Can an employee refuse to return to work due to fear of contracting the virus?
Employees are only entitled to refuse to work if they believe they are in imminent danger. The threat must be immediate or imminent, which means that an employee must believe that fear of infection is legitimate, well-founded, and imminent. More importantly, that fear must be reasonable, meaning that after you have received information that an employee is afraid to come to work, you should contact that employee to discuss (and document) their fears.
Explain to your employee while showing your health and safety policies how their concerns are being addressed. Offer additional PPE to help resolve the concerns. Document every step. Documenting this process is key to preventing or limiting any liability to your business. For example, if a cashier was concerned that they could be exposed at the cash register/check-out station, you would begin by explaining to your employee what steps are already in place to prevent an infection, and demonstrating what PPE was already available for use.
If the employee still expresses concerns, a reasonable accommodation would be to offer a plexi-glass barrier between the employee and customers. This is an example of understanding your employee’s concerns, demonstrating compliance, and offering accommodations—all with the goal of keeping your employees actively and safely employed. This should all be dealt with on a case-by-case basis, of course, so please contact us with any questions.
I took out an EIDL loan, which is secured with a lien against our business assets. Unfortunately, our only option now is to sell the business — can we sell assets subject to a lien?

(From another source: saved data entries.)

PR #5995, opened 2023-03-13
Theme editor

nickgrato:
TODO


src/schema.toml
```diff
@@ -71,9 +71,9 @@ theme.notice-background-color = { category = "theme", type = "color", name = "Se
 theme.notice-text-color = { category = "theme", type = "color", name = "Secondary Text Color", description = "[deprecated] Notice and indicator text color.", deprecated="true" }
 theme.notice-widget-color = { category = "theme", type = "color", name = "Secondary Widget Color", description = "[deprecated] Notice and indicator UI widget color.", deprecated="true" }
 theme.favorited-color = { category = "theme", type = "color", name = "Favorited Color", description = "[deprecated] Favorited Color", deprecated = "true" }
-theme.nametag-color = { category = "theme", type = "color", name = "Nametag Color", description = "Avatar nametag color." }
-theme.nametag-text-color = { category = "theme", type = "color", name = "Nametag Color", description = "Avatar nametag text color." }
-theme.themes = { category = "theme", type = "json", name = "Themes", description = "A json array describing custom client themes." }
+theme.nametag-color = { category = "theme", type = "color", name = "Background Color", description="The background color of nametags which float above each room guest." }
```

A: The short answer is you can, but also you can’t. Transferring the collateral of a loan without the consent of the lender is almost certainly a default of your loan agreement. Further, the fact that you sold the assets doesn’t change the fact that there is still a lien upon them — the lender can still come after the Buyer and seize that deep fryer. There really are no good answers here — for a lot of you feeling the heat, there isn’t much time either. Selling the assets won’t relieve you of liability to the lender or remove the lien, however it may be your best chance to get some value out of your business to pay back the loan or other creditors — it’s a calculated risk that must be deeply and carefully considered.
As Jerry and Bobby and the boys say: Rudy’s looking for a fight/ Rat cat alley, roll them bones/ Need that cash to feed that jones/ And the politicians throwing stones/ Singing ashes, ashes, all fall down/ Ashes, ashes, all fall down
P.S. Someone needs to get Rudy to a mental health professional STAT! He’s not well.